## BRIEF
Of all the lines in these entries, count those that contain "depth" and give only the total.

## Stored data
PR #2705, opened 2024-08-13
chore: Remove session scheduler related types no longer used

jopemachine:
## Overview

During the process of refactoring tasks of different characters, I discovered that these types are no longer in use.
It seems advisable to remove these types for maintenance.

### Details

- Remove the following types no longer used.
    - `AgentContext` 
        - Replaced with `AgentRow` in #576.
    - `ExistingSession`
        - Replaced with `SessionRow` in #576.
    - `PendingSession`
        - Replaced with `SessionRow` in #576.
    - `SchedulingPredicate`
        - Created in https://github.com/lablup/backend.ai-manager/pull/192, but I couldn't find where `SchedulingPredicate` is used.
    - `StartTaskArgs`
        - Created in https://github.com/lablup/backend.ai-manager/pull/376. In that PR, there was code that used the `StartTaskArgs` type, but it is no longer present in version 20.09.

- Replace the `KernelInfo` type argument of `assign_agent_for_kernel` with `KernelRow`.
The `KernelInfo` type is not actually used, and at the call site of `assign_agent_for_kernel`, a value of type `KernelRow` is passed to that parameter. You can see the `kernel` passed to the `assign_agent_for_kernel` is `KernelRow` type in the below code. https://github.com/lablup/backend.ai/blob/62eca72efffa3de057534b7ebaaf0cb55d1a8060/src/ai/backend/manager/scheduler/dispatcher.py#L1027-L1094

> [!NOTE]
> Unlike other types, I couldn't find any evidence that the `SchedulingPredicate` type was used in the past, so there might be some misunderstanding on my part. 
> If that's the case, please let me know. If it is a useful type somewhere, we can fix it by replacing the removed `PendingSession` type with `SessionRow`.

---

**Checklist:** (if applicable)

- [x] Milestone metadata specifying the target backport version

PR #2643, opened 2024-08-05
feat: Enable custom descriptions for GQL relay edge types

rapsealk:
This pull request is a follow-up of #1719 and #2165.

This will enable custom descriptions for GraphQL `relay` connection types.

```diff
class GroupConnection(Connection):
    class Meta:
        node = GroupNode
+       description = "Added in 24.03.0"  # <-- Description comes here!
```

**Checklist:** (if applicable)

- [x] Milestone metadata specifying the target backport version

PR #2615, opened 2024-08-02
feat: Implement ID based client workflow to `ContainerRegistry` graphql API

jopemachine:
## Overview

* The existing `ContainerRegistry` graphql API based on `hostname` will continue to be maintained for compatibility, but it will be deprecated due to breaking changes.

* The new `ContainerRegistry` API has been renamed to `ContainerRegistryNode` and features an updated client workflow based on `ID` instead of `hostname`. Please refer to the test code for usage instructions.

* `hostname` is changed into `registry_name`.

---

**Checklist:** (if applicable)

- [x] Milestone metadata specifying the target backport version
- [x] Update of end-to-end CLI integration tests in `ai.backend.test`
- [x] API server-client counterparts (e.g., manager API -> client SDK)
- [x] Test case(s) to:
  - Demonstrate the difference of before/after
  - Demonstrate the flow of abstract/conceptual models with a concrete implementation

----
📚 Documentation preview 📚: https://sorna--2615.org.readthedocs.build/en/2615/

----
📚 Documentation preview 📚: https://sorna-ko--2615.org.readthedocs.build/ko/2615/

PR #2707, opened 2024-08-13
feat: Add `project` column to the `images` table and refactor `ImageRef` related logics

jopemachine:
## Overview

- Adds `project` column to the `images` table.
- Refactors `ImageRef` to be a simple type that only holds data (*dataclass*).
    - Add `project` field. Previously, the `name` field mixed the `project` and image names, but now `ImageRef.name` only contains the image name, and the `project` value is separately in the `ImageRef.project` field.

## Why

Saving the `project` value in the DB is necessary because the string corresponding to `project` may differ depending on the type of container repository, making it impossible to separate the `project` from the image canonical string.

The `project` value should also be included in the `ImageRef` field, and `ImageRef` should be refactored into a simple struct that only holds data, separated from the existing complex logic of parsing image strings.

## Refactoring details

This PR performs relatively large-scale refactoring to add a `project` field to the `ImageRef` corresponding to the `ImageRow`.

### `ParsedImageStr` type

- `ParsedImageStr` is a namedtuple that represents the parsed result of an image string, containing properties such as `canonical`.
- `ParsedImageStr` type is similar to the `ImageRef` type, but it cannot distinguish between the project and image name and does not include *architecture* information, so it does not correspond to a single `ImageRow`.
- `ImageRef.parse_image_str()` returns a `ParsedImageStr` type, which can be used to create an `ImageRef`. But you can also create an `ImageRef` instance directly using `ImageRef.from_image_str()`.

### Comparison of `ImageRef.parse_image_str()` with the existing `ImageRef()` constructor

- In the existing code, `known_registries`* which contains contextual information about registries, was separately provided and used to parse the `image_str (value)`
- However, in this refactoring PR, `ImageRef` is now just a simple dataclass, so the parsing logic previously handled by the `ImageRef` constructor is now handled by `ImageRef.parse_image_str()`.
- `ImageRef.parse_image_str()` can only accept a single registry as an argument, unlike the existing code, which allows for multiple registries through `known_registries`.
- The image string parsing logic still behaves the same as before. For example, the behavior when passing `['*']` to the `known_registries` parameter in the original code can be replicated by passing `"*"` to the registry argument in `ImageRef.parse_image_str()`. For more details, please refer to the comments in the `ImageRef.parse_image_str()` function and the `test_docker.py` test code.

### `ImageIdentifier` type

- A tuple of *image canonical string*, and *architecture*.
- Uniquely corresponds one-to-one with an `ImageRow`.
- `ImageRow.resolve()` can now be operated using `ImageIdentifier`, in addition to `ImageAlias` and `ImageRef`.

### Add `IMAGE_REF` type to `ExtTypes`

- Adds the `ImageRef` type to `msgpack` to enable the exchange of `ImageRef` type objects in RPC communication between the managers and agents.

### Etcs

- Modify variables name `image_ref` that are not of the `ImageRef` type (but are actually `str`).
- This PR includes the content of #2705 to avoid unnecessary updates.

---

- [x] Migration script for filling the `Image.project` column
- [x] Test case(s) to:

----
📚 Documentation preview 📚: https://sorna--2707.org.readthedocs.build/en/2707/

----
📚 Documentation preview 📚: https://sorna-ko--2707.org.readthedocs.build/ko/2707/


jopemachine:
> [!WARNING]
> <b>This pull request is not mergeable via GitHub because a downstack PR is open. Once all requirements are satisfied, merge this PR as a stack <a href="https://app.graphite.dev/github/pr/lablup/backend.ai/2707?utm_source=stack-comment-downstack-mergeability-warning" >on Graphite</a>.</b>

* **#2707** <a href="https://app.graphite.dev/github/pr/lablup/backend.ai/2707?utm_source=stack-comment-icon" target="_blank">Graphite</a> 👈
* **#1917** <a href="https://app.graphite.dev/github/pr/lablup/backend.ai/1917?utm_source=stack-comment-icon" target="_blank">Graphite</a>: 1 other dependent PR ([#2615](https://github.com/lablup/backend.ai/pull/2615) <a href="https://app.graphite.dev/github/pr/lablup/backend.ai/2615?utm_source=stack-comment-icon" target="_blank">Graphite</a>)
* `main`

<h2></h2>

achimnol (commented):
- Could we make `ImageRef` also a dataclass?
- Could you elaborate why we need a separate `ParsedImageStr`?

jopemachine:
1. Could we make `ImageRef` also a `dataclass`?

I am currently working on refactoring Images to change the format so that `ImageRef` only holds decomposed values, although this has not yet been reflected in this draft PR.

2. Could you elaborate why we need a separate `ParsedImageStr`?

`ParsedImageStr` is a type created to store the parsed form of the canonical image without the project for now, but I plan to remove it if it is no longer needed after the refactoring is completed.

jopemachine:
We need to fix the CI that is currently broken after the PR below is merged.
https://github.com/lablup/backend.ai/pull/2643

jopemachine:
> [!NOTE]
> This PR includes the contents of PR 2705 to avoid updating code that contains types removed in PR 2705.

src/ai/backend/common/docker.py
```diff
@@ -398,83 +341,163 @@ def __eq__(self, other):
         return self._data == other
 
 
+class ParsedImageStr(namedtuple("ParsedImageStr", ["registry", "project_and_image_name", "tag"])):
```
fregataa: Just a comment.
How about using [typing.NamedTuple](https://docs.python.org/3/library/typing.html#typing.NamedTuple)?
`collections.namedtuple` does not support type hint of attributes. In this case, we cannot set type hint for `registry`, `project_and_image_name` and `tag`

src/ai/backend/common/docker.py
```diff
@@ -398,83 +341,163 @@ def __eq__(self, other):
...
             raise InvalidImageName("Empty image repository/name")
-        if ("/" not in image) and using_default_registry:
-            image = default_repository + "/" + image
-        return image, tag
+        if ("/" not in image_str) and using_default_repository:
+            image_str = default_repository + "/" + image_str
+        return image_str, tag
+
+    @classmethod
+    def parse_image_str(cls, image_str: str, registry: str | None = None) -> ParsedImageStr:
```
fregataa: Is there any counterpart of this function?
like, parse `ImageRef` from `ParsedImageStr`.

src/ai/backend/manager/models/image.py
```diff
@@ -64,6 +64,7 @@
     from .gql import GraphQueryContext
 
 log = BraceStyleAdapter(logging.getLogger(__spec__.name))
+ImageIdentifier = namedtuple("ImageIdentifier", ["canonical", "architecture"])
```
fregataa: Same here, `typing.NamedTuple` would be better.

src/ai/backend/manager/models/image.py
```diff
@@ -272,6 +282,29 @@ async def from_alias(
...
+    async def from_image_identifier(
+        cls,
+        session: AsyncSession,
+        identifier: ImageIdentifier,
+        load_aliases: bool = True,
+    ) -> ImageRow:
+        query = sa.select(ImageRow).where(
+            ImageRow.name == identifier.canonical
+            and ImageRow.architecture == identifier.architecture
+        )
```
fregataa:
```suggestion
        query = sa.select(ImageRow).where(
            (ImageRow.name == identifier.canonical)
            and (ImageRow.architecture == identifier.architecture)
        )
```
As I remember, trailing condition statement (like `Row.id == row_id and Row.name == row_name`) raises syntax error.
This would not raise error since two condition statements are divided by a new line but let's make it safe just in case.

fregataa (commented):
1. As your comment, `ParsedImageStr` is used to store image reference that does not contain project data. Then how about renaming it to represent that it is for images that doesn't have project data?

2. It would be good to leave description comments on `ai.backend.manager.models.image.ImageIdentifier`. And is it should be in `manager/models/image` or `common/docker`?

jopemachine:
> As your comment, ParsedImageStr is used to store image reference that does not contain project data. Then how about renaming it to represent that it is for images that doesn't have project data?

Do you have any ideas for a better name? 
IMHO, if we try to reflect the fact that this type doesn't distinguish between project and image names in the type name, it might end up being too verbose and lengthy.

> It would be good to leave description comments on ai.backend.manager.models.image.ImageIdentifier. And is it should be in manager/models/image or common/docker?

At the moment, `ImageIdentifier` is used to find image records and is only utilized in the manager component, so I believe it is appropriate to place it in `models/image.py`

src/ai/backend/common/docker.py
jopemachine: No, in my opinion, it wouldn’t be necessary since we can directly create an `ImageRef` object from an image string using `ImageRef.from_image_str`.

PR #2709, opened 2024-08-13
feat: Configurable GQL query depth limit & Connection page limit

fregataa:
1. To set GQL query depth limit, set etcd's `config/api/max-gql-query-depth` value to integer bigger than 1. Default value is null, which means there is no depth limit.
2. To set GQL Connection page size limit, set etcd's `config/api/max-gql-connection-page-size` value to integer bigger than 1. Default value is null, which means there is no page size limit.
3. Default GQL Connection page size is 10.

----
📚 Documentation preview 📚: https://sorna--2709.org.readthedocs.build/en/2709/

----
📚 Documentation preview 📚: https://sorna-ko--2709.org.readthedocs.build/ko/2709/

### DIFF
--- a/changes/2709.feature.md
+++ b/changes/2709.feature.md
@@ -1,0 +1,3 @@
+* Add query depth limit config of GQL.
+* Add page size limit config of GQL Connection.
+* Set default page size of GQL Connection to 10.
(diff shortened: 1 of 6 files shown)


yomybaby (approved):
LGTM

PR #2716, opened 2024-08-14
ci(BA-542): Verify that the current model schema and the migration file match

Yaminyam:
Validate that the alembic revision file matches the current model schema by checking that no changes were made when it was created.
The require:db-migration changes the trigger condition of check-alembic-migration because it is a label that we attach if there is a change in the actual revision file.


.github/workflows/ci.yml
```diff
@@ -150,6 +150,36 @@ jobs:
...
+    - name: Prepare database schema
+      run: ./backend.ai mgr schema oneshot
+    - name: Create a new revision
+      id: create-revision
+      run: |
+        output=$(./py -m alembic revision --autogenerate)
+        revision_file=$(echo "$output" | grep -oP '(?<=Generating ).*\.py')
+        echo "REVISION_FILE=$revision_file" >> $GITHUB_OUTPUT
+    - name: Verify that revision is empty
+      run: python scripts/check-alembic-revision.py ${{ steps.create-revision.outputs.REVISION_FILE }}
```
achimnol, line 210: Shouldn't we check the exit code to distinguish success and failure?

.github/workflows/ci.yml
```diff
@@ -150,6 +150,36 @@ jobs:
...
+        cache-lmdb-store: 'true'
+    - name: Prepare DB
+      run: docker compose -f docker-compose.halfstack-main.yml up -d backendai-half-db --wait
+    - name: Pants export
+      run: pants export --resolve=python-default
+    - name: Prepare the alembic configuration file
+      run: cp configs/manager/halfstack.alembic.ini alembic.ini
+    - name: Prepare database schema
+      run: ./backend.ai mgr schema oneshot
+    - name: Create a new revision
```
achimnol: How about renaming this step to "Try creating alembic migration" to clearly indicate that this is not an actual revision but for a check, and make it clear that the revision is about alembic migrations (not a general term)?

scripts/check-alembic-revision.py
```diff
@@ -0,0 +1,43 @@
...
+    for node in ast.walk(tree):
+        if isinstance(node, ast.FunctionDef):
+            if node.name == "upgrade":
+                for stmt in node.body:
+                    if isinstance(stmt, ast.Pass):
+                        upgrade_has_pass = True
+            elif node.name == "downgrade":
+                for stmt in node.body:
+                    if isinstance(stmt, ast.Pass):
+                        downgrade_has_pass = True
```
achimnol: We should check if the only valid statement is `pass`, not just inclusion.

For instance,
```python
def upgrade():
    if something:
        pass
    else:
        some_operation()
```
could also satisfy this logic.

achimnol (changes requested):

HyeockJinKim (approved):
lgtm

achimnol:
This is not what I meant....
I'd like to exclude the possibility of false-positive when there is a `pass` statement with a long body of `downgrade()` or `upgrade()` functions auto-generated.
My intention was to check if `downgrade()` and `upgrade()` functions are ***actually empty***, not just they contain `pass` _somewhere inside_.

achimnol (approved):

PR #2720, opened 2024-08-16
ci: Skip `timeline-check` on draft PR

Yaminyam:
CI like lint and test, which the PR author needs to check while writing the PR, and timeline-check, which the admin needs to check before merging the PR, do not need to be checked in draft, but only in the final version.

### DIFF
--- a/.github/workflows/timeline-check.yml
+++ b/.github/workflows/timeline-check.yml
@@ -9,7 +9,12 @@ permissions:
 
 jobs:
   assign-pr-number:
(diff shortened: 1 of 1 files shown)


rapsealk (approved):
LGTM!

According to the [GitHub Actions document](https://docs.github.com/en/actions/writing-workflows/workflow-syntax-for-github-actions#jobsjob_idneeds), the `towncrier` job will not be triggered if the `assign-pr-number` is skipped.
```
If a job fails or is skipped, all jobs that need it are skipped \
unless the jobs use a conditional expression \
that causes the job to continue.
```

rapsealk:
Please write a changelog before merge. 📝

PR #2730, opened 2024-08-19
fix: Assign the initial value of `occupying_slots` to the value of `requested_slots`

Yaminyam:
In #1115, we did something to initialize occupied_slots to the value of requested_slots when creating the kernel.
The session's data value also ensures that occupying_slots is not empty, so that it has a value even when the session is in PREPARE or PENDING state.


src/ai/backend/manager/registry.py
```diff
@@ -1273,6 +1273,7 @@ async def _enqueue() -> None:
 
                     session_data["environ"] = environ
                     session_data["requested_slots"] = session_requested_slots
+                    session_data["occupying_slots"] = session_requested_slots
```
fregataa, line 1276: This will double the value of `sessions.occupying_slots` because the value of actual allocated resource is added to this in [`finalize_running()`](https://github.com/lablup/backend.ai/blob/main/src/ai/backend/manager/registry.py#L1617-L1618).
We should update the `finalize_running()` or change this code.

fregataa (changes requested):

src/ai/backend/manager/registry.py
Yaminyam: Patched to show the occupying slot as the requested slot if it is empty on the frontend.
Since this is before actual resources are allocated, it seems like a good idea to keep it the way it is now.

PR #2760, opened 2024-08-22
refactor: Split out `ai.backend.logging` package

### LINKED ISSUE #2759: Wrong Implicit log level overridding when `--log-level` argument is not provided

Linux (x86-64)

### Backend.AI version

main

### Describe the bug

Even if I set the `log-level` to `DEBUG` in the toml file, the `log-level` is always overridden by the default value (`INFO`) from the CLI, resulting in the logging level always being set to `INFO` regardless of the config file's `log-level`.

As a result, it is not possible to change the `log-level` when using commands other than `start-server` that do not include the `--log-level` argument.

### To Reproduce

1. Set the logging level to debug in the toml configuration file.
2. Run a command that does not include the `--log-level` argument, such as any command other than `start-server`.
3. Observe that the logging level is set to `INFO` instead of `DEBUG`.

### Expected Behavior

The `log-level` set in the toml file should be respected, and commands that do not include the `--log-level` argument should use the `log-level` specified in the toml configuration.

### Anything else?

_No response_

achimnol:
This PR splits out `ai.backend.common.{logging,logging_utils}` modules to a separate package `ai.backend.logging`.  It will allow fellow developers to more freely import the logging subsystem in simpler CLI packages without importing the entire common packages.

The new `ai.backend.logging` package does NOT have any dependency to other `ai.backend.*` packages by allowing a little bit of duplication of custom trafarets in its config module and making `ai.backend.logging.Logger` to take the msgpack options to enable custom extended types as a runtime initialization parameter.

This PR replaces `ai.backend.common.types.LogSeverity` with `ai.backend.logging.LogLevel` in all places, and also resolves #2759 by actively utilizing `LogLevel.NOTSET` as the default value of the `--log-level` CLI option.

For backward-compatibility with existing plugins, it preserves the importability of `from ai.backend.common.{logging,logging_utils} import BraceStyleAdapter`:
```python
# Kept for backward-compatibility of the plugins relying on the old common.logging module.
import warnings

__all__ = ("BraceStyleAdapter",)

warnings.warn(
    "Please import BraceStyleAdapter from ai.backend.logging "
    "instead of ai.backend.common.logging",
    DeprecationWarning,
)
```

Note that `ai.backend.kernel.logging` is also preserved because the kernel-runner package is a standalone one to be placed inside user containers.

Later, we will split out the common packages into more smaller packages to improve reusability across CLI/client and server components.

- [x] Test case(s) updated
- Package builds and dependencies
  - [x] `pants dependencies src/ai/backend/manager:: | grep src/ai/backend/logging`
  - [x] `pants --tag=wheel package src/ai/backend/logging::`
  - [x] `pants --tag=scie --tag=+lazy package src/ai/backend/manager::`
- Working of the log-level configurations in various commands using the logging subsystem
  - [x] `./backend.ai mgr start-server` (with/without `--debug` option)
  - [x] `./backend.ai mgr gql show` (with/without `manager.toml`) – #1686
- Backward compatibility
  - [x] Support plugins using `ai.backend.common.{logging,logging_utils}.BraceStyleAdater`
  - [x] Show an explicit deprecation warning when importing `ai.backend.common.{logging,logging_utils}`


src/ai/backend/logging/types.py
```diff
@@ -0,0 +1,15 @@
...
+    ERROR = "ERROR"
+    WARNING = "WARNING"
+    INFO = "INFO"
+    DEBUG = "DEBUG"
+    NOTSET = "NOTSET"
+
+
+class LogFormat(enum.StrEnum):
+    SIMPLE = enum.auto()
+    VERBOSE = enum.auto()
```
jopemachine: It seems when defining `StrEnum`, there are cases where some variants are defined as uppercase strings (`LogLevel`) and others use `enum.auto()` (`LogFormat`)

Unless there's a specific reason for the difference, wouldn't it be better to standardize on one method?

src/ai/backend/storage/server.py
```diff
@@ -239,15 +247,15 @@ async def server_main(
 )
 @click.option(
     "--log-level",
-    type=click.Choice([*LogSeverity], case_sensitive=False),
-    default=LogSeverity.INFO,
+    type=click.Choice([*LogLevel], case_sensitive=False),
+    default=LogLevel.INFO,
```
jopemachine: It seems that the default value of `LogLevel` should be changed to `NOTSET`.

```py
...
type=click.Choice([*LogLevel], case_sensitive=False),
default=LogLevel.NOTSET,
...
```

src/ai/backend/logging/types.py
achimnol: The stdlib doc says `enum.auto()` in `StrEnum` defaults to the lowercased name of the field. This is fine for most cases while `LogLevel` is _an exception_ to use the uppercased names as the values.

achimnol: I'll test if the lowercased values work fine in `LogLevel`.

src/ai/backend/logging/logger.py
```diff
@@ -0,0 +1,349 @@
...
+            if rec is None:
+                break
+            if console_handler:
+                console_handler.emit(rec)
+            try:
+                if file_handler:
+                    file_handler.emit(rec)
+                if logstash_handler:
+                    logstash_handler.emit(rec)
+                    print("logstash")
```
jopemachine: It seems maybe that the print statement may have been accidentally included as unnecessary code.

src/ai/backend/logging/config.py
```diff
@@ -0,0 +1,151 @@
...
+        t.Key("protocol", default="tcp"): t.Enum("zmq.push", "zmq.pub", "tcp", "udp"),
+        t.Key("ssl-enabled", default=True): t.ToBool,
+        t.Key("ssl-verify", default=True): t.ToBool,
+        # NOTE: logstash does not have format option.
+    }).allow_extra("*"),
+    t.Key("graylog", default=None): t.Null
+    | t.Dict({
+        t.Key("host"): t.String,
+        t.Key("port"): t.ToInt[1024:65535],
+        t.Key("level", default="INFO"): loglevel_iv,
```
jopemachine: I think it would be better to use Enum value directly instead of string.

```py
...
t.Key("level", default=LogLevel.INFO): loglevel_iv,
...
```

jopemachine (changes requested):
https://github.com/lablup/backend.ai/blob/7ab0ebaa9a28cd5d8bcd7cf087d4f1e6fcc06d64/src/ai/backend/manager/cli/context.py#L54

We also need to apply the logging configuration to commands other than `start-server`. 

For example, we can see that when using the `./backend mgr image rescan` command, the log level is always fixed at `INFO`.

To do so, we should pass the logging configuration as a constructor argument to `LocalLogger` in this line.

```py
        if click_ctx.invoked_subcommand != "start-server":
            self._logger = LocalLogger(self.local_config["logging"])
            self._logger.__enter__()
```

src/ai/backend/logging/types.py
achimnol: I've added `CIStrEnum` and `CIUpperStrEnum` classes to handle this case, as the stdlib enum offers [`_generate_next_value_()` method that can be overriden.](https://docs.python.org/3/library/enum.html#enum.Enum._generate_next_value_)

achimnol:
> https://github.com/lablup/backend.ai/blob/7ab0ebaa9a28cd5d8bcd7cf087d4f1e6fcc06d64/src/ai/backend/manager/cli/context.py#L54
> 
> We also need to apply the logging configuration to commands other than `start-server`. For example, we can see that when using the `./backend mgr image rescan` command, the log level is always fixed at `INFO`.
> 
> To resolve this, we should pass the logging configuration as a constructor argument to `LocalLogger` in this line.
> 
> ```python
>         if click_ctx.invoked_subcommand != "start-server":
>             self._logger = LocalLogger(self.local_config["logging"])
>             self._logger.__enter__()
> ```
> 
> And in the same context, the constructor call for `LocalLogger` in `wsproxy/cli/context.py` should also be updated.

Eh..... this is actually due to #1686.
I think we could keep the use of `self.local_config` optional, but use it if `manager.toml` presents.
I'll update #1686's implementation.

achimnol:
I'm going to postpone setting the local logging config in `wsproxy.cli.context.CLIContext` because the wsproxy package uses pydantic-based config schema while all other components use trafaret-based config schema.  We are planning to migrate to pydantic-based ones in the future, but this refactoring is out of scope of this PR.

## ANSWER FOR THE TASK
3